The hypnotherapy session concludes with Heuer planting the suggestions she wants students to take with them. There are seven different positive affirmations in all, including “My subconscious mind powerfully supports my immune system. I am strong, healthy and full of vitality,” and “Every time I drink a glass of water, I will be reminded of my connection to a higher source, and I will experience healing and transformation on all levels.”
The students open their eyes and sit up, and the class ends with Reymond leading a final round of elongated “Sat Nam” chants (“The truth is my essence,” in Reymond’s translation) to pray for a few members of the community.
And with that, the students roll up their mats and tarps and begin to leave the cemetery, perhaps with lighter steps than when they arrived, to drive back into the world of the living.
This is where the story would have ended, if not for some behind-the-scenes drama. It turns out that achieving peace and harmony was no easier for the people leading the hypno-yoga classes than the students they tried to guide.
After their class together on Sept. 22, Heuer sent Reymond a text saying that she and many of their mutual friends had grown concerned about Reymond’s health. “I need to take a step back & take a break from our teaching together,” Heuer wrote. “I have agreed to sub for you until you are well enough to come back & I hope it will be soon.”

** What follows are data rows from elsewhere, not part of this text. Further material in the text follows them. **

Issue #419, opened 2026-06-19
Reconcile bioavailability F with rate-defined infusions (RATE>0, RATE=-1): NONMEM scales duration, ferx scales rate


TeunP:
## Summary

ferx applies bioavailability `F` to an infusion by scaling the **rate**
(`PkParams::bioavailable_rate = F·rate`, `src/types.rs`) over the data/modeled
duration (`src/pk/event_driven.rs` infuses over `dose.duration`, unscaled). This
matches NONMEM for a **duration-defined** infusion (`RATE=-2` → `D{cmt}`: rate
`= F·AMT/D`, duration `D` fixed), but **diverges** for a **rate-defined**
infusion — both `RATE>0` (data) and `RATE=-1` → `R{cmt}` (#324) — where NONMEM
keeps the rate at `R` and scales the **duration** to `F·AMT/R`.

Total exposure (`F·AMT`) agrees either way; only the infusion **shape** differs,
and only when `F ≠ 1`.

## Why this surfaced

#324 added modeled infusion rate (`RATE=-1` → `R{cmt}`, #418). By design
`resolve_rate` makes `RATE=-1 R=r` resolve to exactly the explicit `RATE=r`
infusion, so it inherits ferx's rate-scaling. At `F=1` (the usual case for
IV/SC infusions, and the NONMEM-anchored case) there is no divergence. The
`F≠1` behaviour is currently **pinned and documented**, not silently shipped:

- `tests/modeled_rate.rs::modeled_rate_under_f_matches_duration_equivalent`
  characterises it (`RATE=-1 R=20` + F ≡ `RATE=-2 D=5` + F in ferx);
- `docs/src/data-format.md`, `faq.md`, and `model-file/ode-models.md` note the
  caveat.

## Proposed fix

Make `F` application mode-aware: for **rate-defined** infusions (`RATE>0` and
`RATE=-1`), keep the rate and scale the duration to `F·AMT/R`; leave `RATE=-2`
(duration-defined) scaling the rate as today.

Scope notes:
- This **changes existing `RATE>0` + F behaviour**, so it needs its own NONMEM
  anchor (an ADVAN with `$PK F1<1` and a `RATE>0` infusion) and a CHANGELOG
  **Changed** entry.
- It touches the shared infusion-application path (`event_driven.rs`, the SS
  equilibration, the superposition path, and the AD twin), so it must keep the
  `RATE=-1 ≡ explicit RATE=r` invariant intact (both move together).
[...]

PR #919, opened 2026-07-23
refactor(types): make DoseEvent::cmt private to compiler-enforce the CMT=0 convention [closes #912]

### LINKED ISSUE #912: refactor(types): make DoseEvent::cmt private to compiler-enforce the CMT=0→1 convention (accessor landed in #913)

TeunP:
## Why
`CMT` is 1-based and `CMT=0` is NONMEM's default dose compartment (compartment 1). Since #899 every engine agrees — but the agreement was held together by ~a dozen independent `saturating_sub(1)` call sites, not by construction. Nothing stopped the next dose-application site from open-coding `cmt - 1` (underflows on `CMT=0`) or `if cmt >= 1` (drops `CMT=0`), and the default failure is silent. #899's review found **four** such misses in one focused pass; #913 added `cmt_idx()`/`cmt_1based()` as the named home (step 1) but left the raw field `pub`, so the mistake stayed writable.

This is step 2 of #912: make the field private so the raw value cannot be decremented ad hoc — a bare `.cmt - 1` no longer compiles outside `types.rs`.

## What changed
- `DoseEvent::cmt` is now **private**. Three read paths:
  - `cmt_idx()` — 0-based state index (`CMT=0`/`1` → 0). Existed (#913).
  - `cmt_1based()` — 1-based compartment (`CMT=0` → 1). Existed (#913).
  - `cmt_raw()` — **new**; the literal authored value. The escape hatch for the genuine raw readers: `CMT=0` detection, diagnostic echo, and callees that do their own `0`→1 mapping (`DoseAttrMap::indexed_slot` does `cmt.max(1)` internally, so passing the raw value is bit-preserving).
- `synthetic_cycle_dose()` — **new** `pub(crate)` helper. Replaces the two `..dose.clone()` struct-update spreads in `event_driven.rs`; a private field forbids `{ ..base }` outside the module (E0451).
- **93 read sites** across 16 files migrated, compiler-driven (making the field private lights up exactly the `DoseEvent.cmt` reads via E0616 — the correct filter, since grep can't distinguish `d.cmt` from `f.cmt` on `InputRateForcing`). Purely mechanical, behaviour-preserving:
  - `.cmt - 1` / `.saturating_sub(1)` → `cmt_idx()` (34)
  - `if cmt==0 {1} else {cmt}` → `cmt_1based()` (1)
  - every other raw read → `cmt_raw()` (58, returns the field verbatim)

## Alternatives considered
- **Newtype `Cmt(usize)`** with `.idx()`/`.one_based()`/`.raw()`: keeps the field `pub` (struct-literal construction still works) but the inner value stays decrementable and every read site changes anyway. The issue prescribes private-field + accessors.
- **Normalise `cmt`→1 in the datareader / `resolve_subject_doses`**: deliberately rejected in #912 — it would destroy the information needed to reject a `CMT=0` *infusion* (which has no default compartment), and `resolve_subject_doses` isn't universal (`sens/ode_provider` builds its own dual walk), so it would create a new path-dependent split.

## Cross-repo dependency

ferx-r never reads or constructs `DoseEvent.cmt` (its only `.cmt` is `r.cmt` on an output row). No ferx-r change required.

## Breaking changes
- [x] Public Rust API (`types.rs`) — `DoseEvent::cmt` field is no longer `pub`.

<details>

Read the compartment via `cmt_idx()` (0-based state index), `cmt_1based()` (1-based, `CMT=0`→1), or `cmt_raw()` (literal authored value). Construct via `DoseEvent::new` / `DoseEvent::modeled` (unchanged). No in-tree or ferx-r consumer touched the field directly.
</details>

## Numerical validation
- [x] Not applicable — behaviour-preserving refactor. Every migrated read returns the identical value it did before (`cmt_raw()` ≡ the field; `cmt_idx()` ≡ the prior `saturating_sub(1)`; `cmt_1based()` ≡ the prior `if cmt==0 {1} else {cmt}`). The existing suite is the oracle (#912's stated validation).

```
lib tests (--features ci):          2698 passed; 0 failed; 18 ignored
analytical_ode_equivalence:            7 passed; 0 failed
nonmem_dose_compartment_anchor:       18 passed; 0 failed
dose_compartment_routing:             12 passed; 0 failed
compiles: --features ci  AND  --features "survival markov nn slow-tests"
```

## Performance
- [x] No significant impact expected — the accessors are `#[inline]` and identical to the code they replace.

## Tests
- [x] Unit test(s) added in the same module (`cargo test --lib` passes) — extended `dose_cmt_accessors_*` with `cmt_raw()`, added `synthetic_cycle_dose_preserves_shape_and_clears_steady_state`.
- Behaviour-preserving migration; the #899 `CMT=0` suite (value + gradient + end-to-end on both engines) is the regression backstop.

## Docs
- [x] `CHANGELOG.md` — N/A (internal refactor, no user-facing behaviour change).
- [x] No user-visible change.

## Checklist
- [x] `cargo clippy` clean (no new warnings in changed files).
- [x] Functions on the `Dual2` sensitivity path stay differentiable — the `sens/` migration is accessor-only; all `sens_outer_gradient` Dual2-vs-FD parity tests pass.
- [ ] `Cargo.toml` version bump — see Open questions.

## Reviewer hints
- The only interesting file is `types.rs` (field + three accessors + `synthetic_cycle_dose`). Everything else is a mechanical `.cmt` → accessor swap.
- The one judgment per site is which accessor: `cmt_idx` (0-based index), `cmt_1based` (1-based compare), `cmt_raw` (literal / callee maps internally). Applied locally from the surrounding operator; the compiler + the CMT=0 suite verify it.
- `cmt_raw()` at slot-lookup sites (`indexed_slot`, `f_bio`, `lagtime`, `lag_slot`) is deliberate: those callees do `cmt.max(1)` themselves, so passing the raw value is exactly the pre-refactor behaviour.

## Open questions
- Version bump? The field-visibility change is technically breaking to the public Rust API, but no in-tree or ferx-r consumer reads it. Pre-1.0 + ferx-r pins by commit, so I left `Cargo.toml` untouched — happy to bump the minor if you'd rather flag it.

### DIFF
--- a/src/api/output_columns.rs
+++ b/src/api/output_columns.rs
@@ -221,7 +221,7 @@ pub(crate) fn compute_extra_output_columns(
                     match &model.ode_spec {
                         Some(ode) => ode
                             .dose_attr_map
-                            .lagtime(subject.doses[d].cmt, &pk_d.values),
+                            .lagtime(subject.doses[d].cmt_raw(), &pk_d.values),
                         None => pk_d.lagtime(),
                     }
                 })
--- a/src/api/validation.rs
+++ b/src/api/validation.rs
@@ -406,9 +406,11 @@ pub(crate) fn check_absorption_dosing(
     // (`check_absorption_closed_form_support`, which rejects `dose.ss && dose.is_infusion()` with no
     // `II` condition), so the same subject errors on both paths instead of one erroring and the
     // other silently mis-serving.
-    // `cmt_raw()` here (not `cmt_1based()` like the SS-*bolus* gates above) is the one
-    // raw-vs-1based choice in this file where it could matter — a `CMT=0` misses these
-    // 1-based `f.cmt + 1` sets. It is safe: both checks are `is_infusion()`-gated, and a
+    // `cmt_raw()` here (not `cmt_1based()` like the SS-*bolus* gates above): a `CMT=0`
+    // would miss these 1-based `f.cmt + 1` sets, so unlike most raw reads the accessor
+    // choice is load-bearing (the only other place it bites is `has_lagtime_on_cmt` below,
+    // where it is immaterial — that path is analytical-only and the indexed-lag branch is
+    // dead behind `ode_spec.is_some()`). It is safe: both checks are `is_infusion()`-gated, and a
     // meaningful (`AMT>0`) `CMT=0` infusion is already a hard error from
     // `check_dose_compartments` (`E_DOSE_CMT_NOT_INFUSABLE` — `CMT=0` is a default *bolus*
     // compartment, undefined for a zero-order input), so it never reaches a fit regardless
--- a/src/api/validation.rs
+++ b/src/api/validation.rs
@@ -406,6 +406,15 @@ pub(crate) fn check_absorption_dosing(
     // (`check_absorption_closed_form_support`, which rejects `dose.ss && dose.is_infusion()` with no
     // `II` condition), so the same subject errors on both paths instead of one erroring and the
     // other silently mis-serving.
+    // `cmt_raw()` here (not `cmt_1based()` like the SS-*bolus* gates above) is the one
+    // raw-vs-1based choice in this file where it could matter — a `CMT=0` misses these
+    // 1-based `f.cmt + 1` sets. It is safe: both checks are `is_infusion()`-gated, and a
+    // meaningful (`AMT>0`) `CMT=0` infusion is already a hard error from
+    // `check_dose_compartments` (`E_DOSE_CMT_NOT_INFUSABLE` — `CMT=0` is a default *bolus*
+    // compartment, undefined for a zero-order input), so it never reaches a fit regardless
+    // of whether this gate also flags it; an `AMT=0` `CMT=0` infusion is inert. So
+    // `contains(&d.cmt_raw())` cannot miss a reachable case. (Behaviour-preserving: this
+    // was the pre-#912 raw `d.cmt`.)
     let has_ss_infusion = population.subjects.iter().any(|s| {
         s.doses
             .iter()
--- a/src/api/validation.rs
+++ b/src/api/validation.rs
@@ -409,12 +409,12 @@ pub(crate) fn check_absorption_dosing(
     let has_ss_infusion = population.subjects.iter().any(|s| {
         s.doses
             .iter()
-            .any(|d| d.ss && d.is_infusion() && cmts.contains(&d.cmt))
+            .any(|d| d.ss && d.is_infusion() && cmts.contains(&d.cmt_raw()))
     });
     let has_infusion_zero_order = population.subjects.iter().any(|s| {
         s.doses
             .iter()
-            .any(|d| d.is_infusion() && zero_order_cmts.contains(&d.cmt))
+            .any(|d| d.is_infusion() && zero_order_cmts.contains(&d.cmt_raw()))
     });
     if has_ss_infusion {
         diags.push(
@@ -586,10 +586,10 @@ pub(crate) fn check_modeled_dose_rates(
                     (DoseAttr::Rate, "-1", "rate", "E_MODELED_RATE_NO_PARAM", "R")
                 }
             };
-            if !reported.insert((attr, dose.cmt)) {
+            if !reported.insert((attr, dose.cmt_raw())) {
                 continue;
             }
-            let cmt = dose.cmt;
+            let cmt = dose.cmt_raw();
             // A coded-`RATE` dose into compartment `cmt` requires a matching
             // `D{cmt}`/`R{cmt}` parameter so `resolve_rate` has a slot to read — for
             // BOTH engines. `active_dose_attr_map()` returns the engine-correct map
@@ -762,7 +762,7 @@ pub(crate) fn check_dose_compartments(
     for subject in &population.subjects {
         for dose in &subject.doses {
             let is_infusion = dose.is_infusion();
-            let cmt = dose.cmt;
+            let cmt = dose.cmt_raw();
             // **Range rule — every dose, whatever its amount.** Both walks
             // bound-check the compartment *before* the amount is read
             // (`event_driven::…impl`'s `if cmt_idx < n_states { … } else { panic! }`
@@ -1055,7 +1055,8 @@ pub(crate) fn check_absorption_closed_form_support(
                      into a disposition compartment, so the two paths would disagree. Dose the \
                      depot (CMT=1), or use an ODE absorption model for direct central/peripheral \
                      dosing.",
-                    subject.id, dose.cmt
+                    subject.id,
+                    dose.cmt_raw()
                 ));
             }
             if dose.ss && dose.is_infusion() {
@@ -1080,14 +1081,16 @@ pub(crate) fn check_absorption_closed_form_support(
                 // twin can't yet serve: a twin-less form, or a model with an absorption lagtime
                 // (the twin's SS+lagtime pre-arrival seed is still bolus-only — same scope as the
                 // ODE-path `E_ABSORPTION_SS_LAG`). `effective_for` performs the reroute.
-                if model.absorption_ode_equivalent.is_none() || model.has_lagtime_on_cmt(dose.cmt) {
+                if model.absorption_ode_equivalent.is_none()
+                    || model.has_lagtime_on_cmt(dose.cmt_raw())
+                {
                     return Some(format!(
                         "{name} does not support steady-state (SS) doses in this form (subject \
                          {}): SS reroutes to the ODE absorption twin, but this model has no twin \
                          {}. Use a non-SS multiple-dose schedule, or write the model as an ODE \
                          transit()/igd() forcing in [odes].",
                         subject.id,
-                        if model.has_lagtime_on_cmt(dose.cmt) {
+                        if model.has_lagtime_on_cmt(dose.cmt_raw()) {
                             "for the SS + lagtime combination (a follow-up)"
                         } else {
                             "(an unrecognised closed form)"
@@ -2089,7 +2092,7 @@ pub fn check_model_data_warnings(
         // but this warnings pass must stay panic-free if run on such a model rather
         // than hit `resolve_rate`'s slot `.expect`.
         let attr_map = model.active_dose_attr_map();
-        if attr_map.indexed_slot(attr, d.cmt).is_some() {
+        if attr_map.indexed_slot(attr, d.cmt_raw()).is_some() {
             // Initial-estimate warning pass: typical values at t=0.
             let pk = (model.pk_param_fn)(&init_params.theta, &zero_eta, &s.covariates, 0.0);
             d.resolve_rate(attr_map, &pk.values).duration
@@ -2177,15 +2180,15 @@ pub fn check_model_data_warnings(
                     RateMode::ModeledDuration => (DoseAttr::Duration, DoseEvent::DURATION_FLOOR),
                     RateMode::ModeledRate => (DoseAttr::Rate, DoseEvent::RATE_FLOOR),
                 };
-                if let Some(slot) = attr_map.indexed_slot(attr, d.cmt) {
+                if let Some(slot) = attr_map.indexed_slot(attr, d.cmt_raw()) {
                     let pk = pk_at_init.get_or_insert_with(|| {
                         // Initial-estimate warning pass: typical values at t=0.
                         (model.pk_param_fn)(&init_params.theta, &zero_eta, &s.covariates, 0.0)
                     });
                     if pk.values[slot] <= floor {
                         match attr {
-                            DoseAttr::Duration => nonpos_dur.insert(d.cmt),
-                            DoseAttr::Rate => nonpos_rate.insert(d.cmt),
+                            DoseAttr::Duration => nonpos_dur.insert(d.cmt_raw()),
+                            DoseAttr::Rate => nonpos_rate.insert(d.cmt_raw()),
                             DoseAttr::F | DoseAttr::Lag => unreachable!("only D/R reach here"),
                         };
                     }
--- a/src/frem/mod.rs
+++ b/src/frem/mod.rs
@@ -322,7 +322,7 @@ pub fn transform_dataset_for_frem(
                 ".".to_string(),
                 "1".to_string(), // EVID
                 format!("{}", dose.amt),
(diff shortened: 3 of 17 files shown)


TeunP:
## Review — `DoseEvent::cmt` private (#912 step 2)

**Verdict: correct and mergeable.** Ran an adversarial site-by-site pass (no happy-path assumption); could not find a behavior-changing site. The "behavior-preserving" claim holds *by construction*. Minor hardening notes only — none blocking.

### Correctness — verified, not trusted
Accessor defs confirmed on the branch, so each swap class is provably identity:

| Def | Value | Replaces |
|---|---|---|
| `cmt_idx()` | `self.cmt.saturating_sub(1)` | `.saturating_sub(1)` (~34) — **exactly equal** |
| `cmt_1based()` | `self.cmt.max(1)` | `if cmt==0 {1} else {cmt}` (1) — **exactly equal** |
| `cmt_raw()` | `self.cmt` | bare `.cmt` (58) — **verbatim** |

Checks that could have broken it, all clear:

- **The two plain `.cmt - 1` sites** (`gated_infusions`, `ode_provider` saltation ~4541) — `.cmt - 1` ≠ `saturating_sub(1)` at `CMT=0`. Both guarded by an **immediately-preceding** `cmt_raw()==0`/`<1` early-return, so `cmt>=1` is guaranteed at the subtraction → identical, and the underflow can no longer be reintroduced by deleting the guard.
- **Slot-lookup callees fed `cmt_raw()`** (`indexed_slot`, `f_bio`, `lagtime`, `lag_slot`, and `f_bio_slot` which *delegates* to `indexed_slot`) all do `cmt.max(1)` internally → `CMT=0` resolves to compartment 1, same as the old raw pass. `f_bio_slot` was not in the PR's stated max(1) list but is covered transitively.
- **`dose_channel(cmt_raw())`** does `checked_sub(1)` → `CMT=0` → `None` → the "unsupported compartment" panic arm. Behavior-preserving *and* semantically correct: `cmt_1based()` here would have silently rerouted a `CMT=0` infusion to compartment 1 instead of rejecting it. Good discrimination.
- **`input_rate_consumes_cmt(cmt_raw())`** does its own `saturating_sub(1)` — `cmt_raw()` vs `cmt_1based()` collapse to the same index for `CMT=0`; immaterial.
- **`synthetic_cycle_dose()`** is byte-identical to the two `DoseEvent{ time:0, ss:false, ii:0, ..dose.clone() }` spreads it replaces.
- **Completeness is compiler-guaranteed**: private field ⇒ a bare `.cmt` read won't compile. Remaining `DoseEvent.cmt` field reads on the branch = **0**; the only struct-literal constructions were the 2 converted spreads (datareader + all else go through `::new`/`::modeled`). A partial migration cannot compile.
- **ferx-r**: sole `.cmt` is `r.cmt` on an output row, not `DoseEvent`. Cross-repo claim confirmed.

### Findings (minor, non-blocking)

1. **`cmt_raw()` is a `pub` escape hatch that only *partially* enforces.** `d.cmt_raw() - 1` / `d.cmt_raw().saturating_sub(1)` re-open the exact underflow class the PR closes, and the compiler no longer stops them — the enforcement is "harder + greppable," not airtight. Cheap hardening: drop to `pub(crate)` (no external consumer, incl. ferx-r, reads it, unlike the old field) and/or a doc steer toward `cmt_idx()`. 58/93 sites route through the hatch, though nearly all are genuinely-raw (diagnostics, CSV round-trip, set-membership, constructor args).

2. **Set-membership sites are the one load-bearing accessor choice.** `cmts.contains(&d.cmt_raw())` / `zero_order_cmts.contains(&d.cmt_raw())` in `validation.rs` — a `CMT=0` would miss a 1-based set (`cmt_1based()` would not). Verified non-issue: both `is_infusion()`-gated, `CMT=0` infusion rejected upstream, so unreachable. Pre-existing. But unlike the other 57 raw sites the choice actually matters here — a `// CMT=0 unreachable: infusion-gated` note would earn its keep.

3. **Pre-existing asymmetry, out of scope, flag for follow-up:** `propagate.rs::equilibrate_ss_g` still builds its synthetic SS dose via `DoseEvent::new(0.0, amt, cmt_raw(), dose.rate, false, 0.0)` (recomputes `duration = amt/rate`), while the value path uses `synthetic_cycle_dose()` (preserves the #419 F-reshaped `(rate,duration)`). Under `F≠1` on an SS infusion these differ — possible value-vs-gradient mismatch. **Not a regression** (both predate this PR; only `cmt`→`cmt_raw()` changed here), but since #919 touches both, worth a dedicated check.

4. **Test gap (trivial):** `synthetic_cycle_dose_preserves_shape_and_clears_steady_state` covers `rate_mode` only transitively via `is_infusion()`. One `assert_eq!(cyc.rate_mode, dose.rate_mode)` nails it.

### Style / conventions
- Accessor docs are excellent — each explains the `CMT=0` semantics and *why* the field is private.
- Version bump: agree with **no bump**. Pre-1.0, ferx-r pins by commit and doesn't read the field.
- CHANGELOG omission correct (internal refactor).

**Bottom line:** clean structural hardening, correctly executed, existing #899 `CMT=0` suite as oracle. Ship it; optionally fold in finding #1 (`pub(crate)` on `cmt_raw`) before merge and file #3 as a follow-up.

<sub>🤖 Review generated with [Claude Code](https://claude.com/claude-code)</sub>

TeunP:
Thanks for the adversarial pass. Addressed the findings in `f2dbd706`:

- **F1 (`cmt_raw()` visibility)** — dropped to `pub(crate)`. One correction to the premise: there *was* one external-crate reader, the `gen_iiv_anchor` integration test; it now uses `cmt_1based()`, which is the resolved 1-based compartment a NONMEM dose row should carry anyway (DEFDOSE `0`→1). Footgun is now fully crate-internal.
- **F2 (set-membership at `validation.rs` 412/417)** — added the note. Verified the unreachability myself rather than trusting it: a meaningful (`AMT>0`) `CMT=0` infusion is a hard error from `check_dose_compartments` (`E_DOSE_CMT_NOT_INFUSABLE`, 837/876), and an `AMT=0` one is inert — so `contains(&cmt_raw())` can't miss a reachable case.
- **F4 (test)** — `synthetic_cycle_dose` now asserts `rate_mode`/`infusion_def` survive, on a *modeled* dose so it's non-vacuous.
- **F3 (SS-infusion F-window asymmetry)** — confirmed real and pre-existing; filed as #920. Key detail: the existing `F≠1` SS-infusion parity test covers the **ODE** twin (`equilibrate_ss_state_g`), not the analytic `equilibrate_ss_g`, so the analytic path is genuinely unverified under `F≠1`. Left out of this PR as you suggested.

Version bump: kept none, per your agreement.

TeunP:
Folded #920 in (`cc796f1f`) — it's a non-bug. A rate-defined SS infusion under `F ≠ 1` declines to FD before `equilibrate_ss_g` runs (the `has_bioavailability() && has_rate_defined_infusion()` gate doesn't special-case SS), so its `DoseEvent::new` synthetic window is never used with a reshaped window. Added `ss_rate_defined_infusion_under_f_declines_to_fd` to lock it in (bolus stays analytic; F-infusion declines both providers; F-free twin stays analytic — non-vacuous). Closing #920.

TeunP:
## Review (xhigh, two independent passes)

Reviewed at xhigh with an own-code adversarial pass **and** an independent fresh-eyes reviewer (which compiled under 4 feature sets and ran the new tests). **Verdict: correct, behaviour-preserving, mergeable — no high or medium issue.**

**Why it's safe by construction.** The three accessors agree for `CMT ≥ 1` and differ *only* at `CMT=0`, so the only regression path is a wrong accessor at a site actually reached with `CMT=0`. The compiler kills the other two failure modes (a missed `DoseEvent.cmt` → E0616; a wrong-type swap → no such method). Every load-bearing site was traced through its surrounding code:

| Class | Result |
|---|---|
| 35 `cmt_idx()` ≡ `saturating_sub(1)` | identical; the 2 bare `.cmt-1` sites are guarded (`cmt_raw()==0`/`<1` early-return), so `CMT=0` never reaches the subtraction |
| 4 `cmt_1based()` ≡ `max(1)` / `if 0{1}else` | identical |
| 69 `cmt_raw()` = verbatim field | callees (`indexed_slot`/`f_bio`/`lagtime`/`lag_slot`/`f_bio_slot`/`input_rate_consumes_cmt`/`dose_channel`) map `0→1` internally; `==0`/`<1`/`>=1` and set-membership gates are literal-preserving |
| validation `contains(&cmt_raw())` (412/417) | safe — a meaningful (`AMT>0`) `CMT=0` infusion already hard-errors upstream (`E_DOSE_CMT_NOT_INFUSABLE`); `AMT=0` is inert |
| `synthetic_cycle_dose()` | byte-identical to both replaced `{ ..dose.clone() }` spreads |
| new tests | non-vacuous (reshape + modeled-dose discriminators; bolus control + F-free discriminator) |

**Findings (both LOW) + resolution:**
1. **validation.rs gate comment overstated** ("the one raw-vs-1based choice… where it could matter") — `has_lagtime_on_cmt` at ~1090 is another raw-pass, merely immaterial (analytical-only, indexed-lag branch dead behind `ode_spec.is_some()`). **Fixed** in `199d0dd9` (comment-only).
2. **frem/mod.rs writes `cmt_raw()` while gen_iiv_anchor writes `cmt_1based()`** — **correct as-is, no change.** frem is a faithful passthrough of the source dose record (it writes `time`/`amt`/`cmt` raw; only RATE is reconstructed for NONMEM's `-1`/`-2` sentinels), so `cmt_raw()` is the right choice — resolving `CMT=0→1` there would break that faithfulness. gen_iiv_anchor differs because `cmt_raw()` is `pub(crate)`; it uses `cmt_1based()`, and the warfarin data is all `CMT=1`, so its output is unchanged.

**Conventions / perf / security:** tier-1 tests in the sibling `#[path]` files ✓; no CHANGELOG (internal refactor) ✓; accessors `#[inline]`, zero perf impact ✓; no security surface.

**Local verification:** full suite (lib + all integration targets, `--features "survival markov nn"`) — **3592 passed, 0 failed, 121 ignored**.

<sub>🤖 Review generated with [Claude Code](https://claude.com/claude-code)</sub>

Reymond characterized the split as more a matter of artistic differences within the yoga community. “I don’t judge them for not caring for the direction that I’ve gone,” she said, noting that some of her colleagues didn’t like her unscripted opening remarks (her “stream of consciousness thinking,” as she put it). “The community is ever-shifting,” she said, adding, “Maybe it’s time for other people to enjoy the splendor and magic that are Tyler [Cassity] and the cemetery grounds.”
The show will go on, with Heuer leading both the yoga and hypnotherapy portions on future Wednesdays at Hollywood Forever. The troupers interred around the Fairbanks Lawn would no doubt approve.